Sister Cities – what’s the cost?

A Cambridge Link to the liberation of Le Quesnoy: According to the Cambridge Le Quesnoy Friendship Association website a single Cambridge soldier – chaplain Clive Mortimer Jones – was present during the liberation of Le Quesnoy where 122 Kiwi and 43 German soldiers were killed. There was no civilian loss of life in the town. One of around 150 non-combatant padres deployed to battlefields in WWI, he wrote 25 letters back from the war and oversaw the construction in England of the Le Quesnoy stained glass window that was installed in St Andrew’s Church in 1923.
Photo: Richard Stowers.

The Waipā District Council has spent more than $113,000 on Cambridge’s sister city relationships with Bihoro in Japan and Le Quesnoy in France in the past 12 years.

The recent $150,000 contribution to the museum in Le Quesnoy by council could also reasonably be added to this figure, as the relationship was noted by the Manager of Strategic Partnerships in advice to council to approve the payment. That’s $263,000 of Waipā ratepayers’ money over 12 years. Claire Robson looks at the numbers.

Cambridge has two sister city relationships, one with Bihoro in Japan which was formed in 1997 and one with Le Quesnoy in France which we signed up to in 1999. Te Awamutu has one sister city on its books – Moree in New South Wales – but that is understood to have lapsed many years ago, with no expenditure on it by council in the past 12 years.

The Cambridge Community Board has a Sister Cities Subcommittee, which is understood to have an annual budget of $11,000, while there is no equivalent budget for Te Awamutu.

The sister city relationship was also cited as a reason for council’s sign-off on a $150,000 contribution to the war memorial museum in Le Quesnoy. “New Zealand, and in particular the Waipā District, has strong links with Les Quesnoy which has been a Sister City of Cambridge since 2000 (sic)”, the Strategic Planning and Policy Committee Report said on page two.
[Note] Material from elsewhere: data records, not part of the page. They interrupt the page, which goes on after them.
PR #27614, opened 2023-08-21
Introduce resiliency package

derailed:

      GitHub issue.

This package introduces the concept of a retryable error. 
This provides call sites with a hint to potentially retry a failed call if need be.

### DIFF
--- a/pkg/resiliency/error.go
+++ b/pkg/resiliency/error.go
@@ -1,0 +1,14 @@
+// SPDX-License-Identifier: Apache-2.0
+// Copyright Authors of Cilium
+
+package resiliency
+
+// RetryableErr tracks errors that could be retried.
+type RetryableErr struct {
+	error
+}
+
+// NewRetryableErr returns a new instance.
+func NewRetryableErr(e error) RetryableErr {
+	return RetryableErr{error: e}
+}
--- a/pkg/resiliency/retry.go
+++ b/pkg/resiliency/retry.go
@@ -1,0 +1,13 @@
+// SPDX-License-Identifier: Apache-2.0
+// Copyright Authors of Cilium
+
+package resiliency
+
+import (
+	"errors"
+)
+
+// IsRetryable checks if an error can be retried.
+func IsRetryable(e error) bool {
+	return errors.As(e, new(RetryableErr))
+}
--- a/CODEOWNERS
+++ b/CODEOWNERS
@@ -481,6 +481,7 @@ Makefile* @cilium/build
 /pkg/rate/metrics @cilium/metrics
 /pkg/recorder @cilium/sig-datapath
 /pkg/redirectpolicy @cilium/sig-lb
+/pkg/resiliency @cilium/sig-agent
 /pkg/safeio @cilium/sig-agent
 /pkg/serializer @cilium/sig-agent
 /pkg/service @cilium/sig-lb


pkg/resiliency/wrap.go
```diff
@@ -0,0 +1,68 @@
...
+
+// RetryableErr represents an error that can possibly be retried.
+type RetryableErr struct {
+	error
+
+	Kind Category
+}
+
+// Retry checks whether error could be retried.
+// TODO will need m'o tuning..
```
joestringer: What is the intention regarding this TODO?

pkg/resiliency/types.go
```diff
@@ -0,0 +1,34 @@
+// SPDX-License-Identifier: Apache-2.0
+// Copyright Authors of Cilium
+
+package resiliency
```
joestringer: This new package should probably be owned by some team in `CODEOWNERS`, maybe @cilium/sig-agent?

christarazi:
Just a heads up, there's no need to rebase PRs unless there are conflicting files. GH will warn on the latter. Otherwise, when a PR is merged, it is automatically rebased on top of main. So no need to explicitly rebase PRs periodically unless absolutely necessary.

pkg/resiliency/error.go
```diff
@@ -0,0 +1,73 @@
...
+// NewErr returns a new instance.
+func NewErr(e error, t Tag) taggedErr {
+	return taggedErr{
+		error: e,
+		tag:   t,
+	}
+}
+
+// Error returns a human representation.
+// TODO do we want to decorate at all??
```
joestringer: To kick off the discussion: What will the user do with this information?

pkg/resiliency/error.go
```diff
@@ -0,0 +1,73 @@
...
+func (r taggedErr) Error() string {
+	if r.tag == none {
+		return r.error.Error()
+	}
+
+	return fmt.Sprintf("[%s] %s", r.tag, r.error.Error())
```
joestringer: I wonder if this should actually be a separate attribute in structured logging rather than embedded in the message. I could see a way for that to be filtered by users to then evaluate impact and prioritize which types of errors to do something about.

derailed: Thank you for the input @joestringer!

Not sure?? I was thinking that this would help categorizing errors using tags in conjunction with error codes (later??) 
ie `[resExt: 1001] K8s api server unreachable.`   
We could then document codes with further description, potential resolves, ... to help user get to root cause based on these tag/code combo??
 
It seems best if this tag:code goes along with the error at the point its raises. More often than not, we are going to have multiple errors bubble up to the call site. The current thought is to leverage errors.Join to compile the list (which basically dumps the errors separated with new lines). Hence a single log line could reveal several errors with different tags/codes. Does this make sense?

pkg/resiliency/wrap.go
derailed: this has been removed

pkg/resiliency/types.go
derailed: Good catch!! Tx Joe!

pkg/resiliency/error.go
joestringer: I see, for that style use case I can see why integrating it into the message could be helpful. What I was pondering is if a user might want to filter all errors of a specific type like `resExt` in some external system like splunk, elastic, etc.; having a dedicated field would help in that case. But I guess both points are moot until we widely use this form to present errors to the user.

pkg/resiliency/retry.go
```diff
@@ -0,0 +1,28 @@
...
+func IsRetryable(e error) bool {
+	re := new(RetryableErr)
+
+	errs, ok := e.(interface {
+		Unwrap() []error
+	})
+	if !ok {
+		return errors.As(e, re)
+	}
+	for _, err := range errs.Unwrap() {
```
christarazi: I wonder if we need this at all for a first cut of the package. I'm intending towards a usage pattern where the developer is writing code that errors and they would use `NewRetryableErr` and this error would be returned to the caller which would presumably be responsible for retrying, and if not, then delegating further up the stack by re-wrapping the error again with `NewRetryableErr`.  Eventually, some calling code will kick off the retry process. 

In that pattern, we don't necessarily need `Unwrap` and `errors.As`, but rather simply `errors.Is`.

The reason I'm thinking this is that I can't really imagine a scenario where there's a retryable error thrown deep in the call stack and every layer above it doesn't consider the error retryable.

Posting this to see if it also aligns with others' thinking.

pkg/resiliency/error.go
derailed: Removed!

pkg/resiliency/error.go
derailed: I think this is still a good point as we should make it easier for users to assess the system condition/degradation albeit via logs or perhaps health/metrics for the poor souls that can't afford to store/parse large volumes of logs. 
The original idea, prior to this pkg `complete lobotomy` was to leverage error behaviors vs types to clue the call sites how to best handle the conditions based on `behaviors` ie retry, alert, report, health, log, etc... 

Imho, health/condition signals should intrinsic to our system and not externally derived.

pkg/resiliency/retry.go
derailed: Tx Chris! Good point!! This call is now worthless as behaviors were axed.

christarazi (approved):
The previous revision had a few unit tests which would still be helpful. I think a very simple sanity check unit test is still good to have in the tree. It doesn't need to be complicated because we've removed the need for the `Unwrap`.

derailed:
@christarazi Right I've axe them since I don't think we need to test out the golang apis?

joestringer (approved):

pkg/resiliency/error.go
joestringer: I see. I'm not super strongly opinionated in the above, but thought it's worth raising a discussion either way. At this point the PR doesn't have the related changes, so I think we can resolve out this conversation. If/when we revisit the proposal from this conversation thread, we can continue the discussion.

joestringer:
Looks like this needs a rebase + re-run CI, then it should be good to merge.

“In light of this history and association Council resolved in June 2018 to commit $150,000 to the project, subject to other Councils also contributing,” the report continued.

Payment of the contribution was accepted by council in a unanimous vote, with Susan O’Regan abstaining.
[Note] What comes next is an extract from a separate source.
PR #27617, opened 2023-08-22
envoy: fix init order between accesslog and xDS server

mhofstetter:
Currently, the envoy accesslog server depends on the xDS server to get information about local endpoints. This leads to the xDS server being initialized and started before the accesslog server. Therefore, the accesslog server might not be ready when Envoy is receiving the xDS resources and starts to initialize Cilium components in envoy. This results in silent errors of the form `Cilium filter can not open access log socket` (e.g. [Cilium L7 policy filter](https://github.com/cilium/proxy/blob/f4eb004fd81e38ad05d4014fd5f5ff8e9bbf6fe8/cilium/l7policy.cc#L57)).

Mayor Jim Mylchreest described the amount Waipā puts in to sister city relationships as “modest”, with the spend around 44 cents per ratepayer annually.
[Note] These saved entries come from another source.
PR #27618, opened 2023-08-22
cilium: Add option to masq to source route

borkmann:
See commit msgs.

### DIFF
--- a/Documentation/network/concepts/masquerading.rst
+++ b/Documentation/network/concepts/masquerading.rst
@@ -166,3 +166,11 @@ option ``egress-masquerade-interfaces: eth0`` can be used.
    It is possible to specify an interface prefix as well, by specifying
    ``eth+``, all interfaces matching the prefix ``eth`` will be used for
    masquerading.
+
+For the advanced case where the routing layer would select different source addresses
+depending on the destination CIDR, the option ``enable-masquerade-to-route-source: "true"``
+can be used in order to masquerade to the source addresses rather than to the
+primary interface address. The latter is then only considered as a catch-all
+fallback, and for the default routes. For these advanced cases the user needs
+to ensure that there are no overlapping destination CIDRs as routes on the
+relevant masquerading interfaces.
--- a/pkg/datapath/iptables/iptables.go
+++ b/pkg/datapath/iptables/iptables.go
@@ -1198,11 +1198,11 @@ func (m *IptablesManager) installMasqueradeRules(prog iptablesInterface, ifName,
 			"-A", ciliumPostNatChain,
 		}
 
-		// If EgressMasqueradeInterfaces is set, we need to mirror base condition
-		// of the "cilium masquerade non-cluster" rule below, as the allocRange might
-		// not be valid in such setups (e.g. in ENI mode).
-		if option.Config.EgressMasqueradeInterfaces != "" {
-			progArgs = append(progArgs, "-o", option.Config.EgressMasqueradeInterfaces)
+		// If MasqueradeInterfaces is set, we need to mirror base condition of the
+		// "cilium masquerade non-cluster" rule below, as the allocRange might not
+		// be valid in such setups (e.g. in ENI mode).
+		if len(option.Config.MasqueradeInterfaces) > 0 {
+			progArgs = append(progArgs, "-o", strings.Join(option.Config.MasqueradeInterfaces, ","))
 		} else {
 			progArgs = append(progArgs, "-s", allocRange)
 		}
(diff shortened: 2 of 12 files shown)


kaworu (approved):
Helm changes LGTM.

Documentation/network/concepts/masquerading.rst
```diff
@@ -166,3 +166,11 @@ option ``egress-masquerade-interfaces: eth0`` can be used.
...
    ``eth+``, all interfaces matching the prefix ``eth`` will be used for
    masquerading.
+
+For the advanced case where the routing layer would select different source addresses
+depending on the destination CIDR, the option ``enable-masquerade-to-route-source: "true"``
+can be used in order to masquerade to the source addresses rather than to the
+primary interface address. The latter is then only considered as a catch-all
+fallback, and for the default routes. For these advanced cases the user needs
+to ensure that there are no overlapping destination CIDRs as routes on the
+relevant masquerading interfaces.
```
brb, line 176: Nit: It'd be nice to add example (from the commit msg) to illustrate the case.

pkg/datapath/iptables/iptables.go
```diff
@@ -1217,7 +1219,77 @@ func (m *IptablesManager) installMasqueradeRules(prog iptablesInterface, ifName,
...
 	}
 
-	// Masquerade all egress traffic leaving the node
+	// Masquerade egress traffic leaving the node based on source routing
+	//
+	// If this option is enabled, then it takes precedence over the catch-all
+	// MASQUERADE further below.
+	if option.Config.EnableMasqueradeRouteSource {
+		devices := option.Config.GetDevices()
+		if option.Config.EgressMasqueradeInterfaces != "" {
```
brb: Maybe we could change the `EgressMasqueradeInterfaces` flag type to `StringSlice`? Then the split below would not be needed.

pkg/datapath/iptables/iptables.go
```diff
@@ -1217,7 +1219,77 @@ func (m *IptablesManager) installMasqueradeRules(prog iptablesInterface, ifName,
...
+			devices = strings.Split(option.Config.EgressMasqueradeInterfaces, ",")
+		}
+		family := netlink.FAMILY_V4
+		if prog == ip6tables {
+			family = netlink.FAMILY_V6
+		}
+		if option.Config.EnableIPv4 && prog == ip4tables ||
```
brb: I think we don't need to check for `EnableIPv{4,6}` here, as the callers of the `installMasqueradeRules()` already do the check.

pkg/datapath/iptables/iptables.go
```diff
@@ -1217,7 +1219,77 @@ func (m *IptablesManager) installMasqueradeRules(prog iptablesInterface, ifName,
 		}
 	}
 
-	// Masquerade all egress traffic leaving the node
+	// Masquerade egress traffic leaving the node based on source routing
+	//
+	// If this option is enabled, then it takes precedence over the catch-all
+	// MASQUERADE further below.
+	if option.Config.EnableMasqueradeRouteSource {
+		devices := option.Config.GetDevices()
```
brb, line 1227: Do we actually want to fallback to `--devices` if `--egress-masquerade-interfaces` is not set? Asking, as AFAIK `--devices` are only used to control the NodePort BPF and the BPF masq, while previously  the iptables-based MASQ didn't consider them.

brb (commented):
Nice work! A few comments.

giorio94 (approved):
sig-agent changes LGTM

pkg/datapath/iptables/iptables.go
borkmann: good point, agree. fixed

pkg/datapath/iptables/iptables.go
borkmann: Makes sense, in prior cases we just use the plain EgressMasqueradeInterfaces string, but I guess it makes sense to switch to slice and have it the other way around.

pkg/datapath/iptables/iptables.go
borkmann: The source selection can be tied to devices unless next hop groups are used, so both yes & no with regards to their need. I could bail out with error if r.LinkIndex > 0 and len(devices) is 0.

pkg/datapath/iptables/iptables.go
borkmann: Ok, done.

borkmann: Looks like I'm running into https://github.com/cilium/cilium-cli/issues/1896 where CI breaks given cilium-cli vendors in cilium itself :/

pkg/datapath/iptables/iptables.go
borkmann: Implemented the above now.

pkg/datapath/iptables/iptables.go
borkmann: Tobias gave some hints how to work-around this by keeping the old EnableMasqueradeRouteSource alive as string.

“If we truly wanted to drive effective sister city relationships based purely on economic return, we would be putting a lot more money into those relationships.  But the amount we put in is modest – certainly compared to some other councils – and so our economic return is pretty modest as well.

“Saying that, I do think we are getting a financial return.  The economic benefit we get from Sister City school exchanges alone from students from Bihoro would easily cover that modest investment – and more,” Mayor Mylchreest said. “Waipā however, unlike some other councils, does not need to chase economic activity internationally to drive growth.  We are already seeing huge growth and our challenge is managing it.  Some other councils aren’t as fortunate and so you’re seeing quite a lot of activity in terms of developing Sister City relationships, particularly with China,” he added.